Hawkins inherited considerable estates from his father, but assiduously purchased additional land, eventually claiming that he could "ride from one side of Cornwall to the other without setting hoof on another man's soil." He bought well over a dozen manors, many of them - such as the manors of Grampound, of Mitchell, and of St Ives - in order to gain possession of rotten boroughs.

He acquired the manors of Cargoll and of Trelundra to further his interests in Mitchell, but whilst attempting to improve some wasteland in Cargoll by deep-ploughing, lead ore was discovered. Sir Christopher set up the Old Shepherds Mine to exploit the lead and found additional silver, making the mine a considerable source of profit before it closed in 1820

In 1818 he opened a copper and tin mine at St Ives, later known as St Ives Consols.

At his stream works at Ladock, near Grampound, gold was found as well as tin. A specimen of Ladock gold was presented to the Royal Geological Society of Cornwall by Sir Christopher, who also published observations on the find in their Transactions.

Hawkins was a partner in the Cornish Copper Co which established a smelting works at Copperhouse, built a canal to Hayle and extended the harbour there to export metal and import coal, timber, and other goods.
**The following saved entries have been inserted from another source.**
PR #2925, opened 2021-09-20
Update telemetry credentials

bricerisingalgorand:
## Summary

Update telemetry configs so that we can stop receiving logs from very old algod instances that should not be running anymore. The plan is to deactivate the old credentials at some point after this change goes to mainnet

## Test Plan

I built a local branch with the new credentials and tested that telemetry.go isn't showing errors and logs are being reported to telemetry (stable-testnet-v1.0).

### DIFF
--- a/logging/telemetryConfig.go
+++ b/logging/telemetryConfig.go
@@ -33,8 +33,8 @@ import (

He owned china clay mines in the St Austell area and substantially rebuilt the harbour at Pentewan to serve as a china clay port, connected to St Austell by a horse-drawn tramway.

He obtained the post of Vice Lord Warden of the Stannaries, giving him considerable influence and control over mines and mining in Cornwall.

The family home of Trewithen, near Probus, was purchased by Philip Hawkins of Trewinnard in 1715 and substantially and grandly rebuilt. His cousin, Sir Christopher's father, inherited the house in 1738 and was responsible for much of its landscaping. Sir Christopher, known locally as "Sir Kit", extended the grounds but added little to the house, reinforcing his reputation as a miser among his local tenants. The following verse was said to have been fixed to the gates of Trewithen:

A large house, and no cheer,
A large park, and no deer,
A large cellar, and no beer,
Sir Christopher Hawkins lives here.

Trewithen House, now a Grade I listed building, is still privately owned by a family descendant. It houses a portrait of Sir Christopher and is open to the public.

He was a Fellow of the Royal Society, of what was to become the Royal Horticultural Society, and of the Antiquarian Society. He was also a life subscriber to the Royal Institution.

In 1811 he published a short book entitled Observations on the tin trade of the ancients in Cornwall, concerning his theories on the involvement of the Phoenicians in the mining and trading of Cornish tin.

He was a patron and supporter of the Cornish steam pioneer Richard Trevithick and in 1812 commissioned from him the world's first steam threshing machine, powered by a "semi-portable" barn engine. The machine continued in use till the 1880s and has been preserved by the Science Museum.

In 1813, he brought the Cornish Gillyflower apple, found in a cottage garden in Truro, to the attention of the Royal Horticultural Society who awarded him a silver medal "for his exertions". The apple is still grown today and is commercially available.

Hawkins never married. On his death, his estate passed to his youngest brother, John, and then to his nephew, Christopher Henry Thomas Hawkins.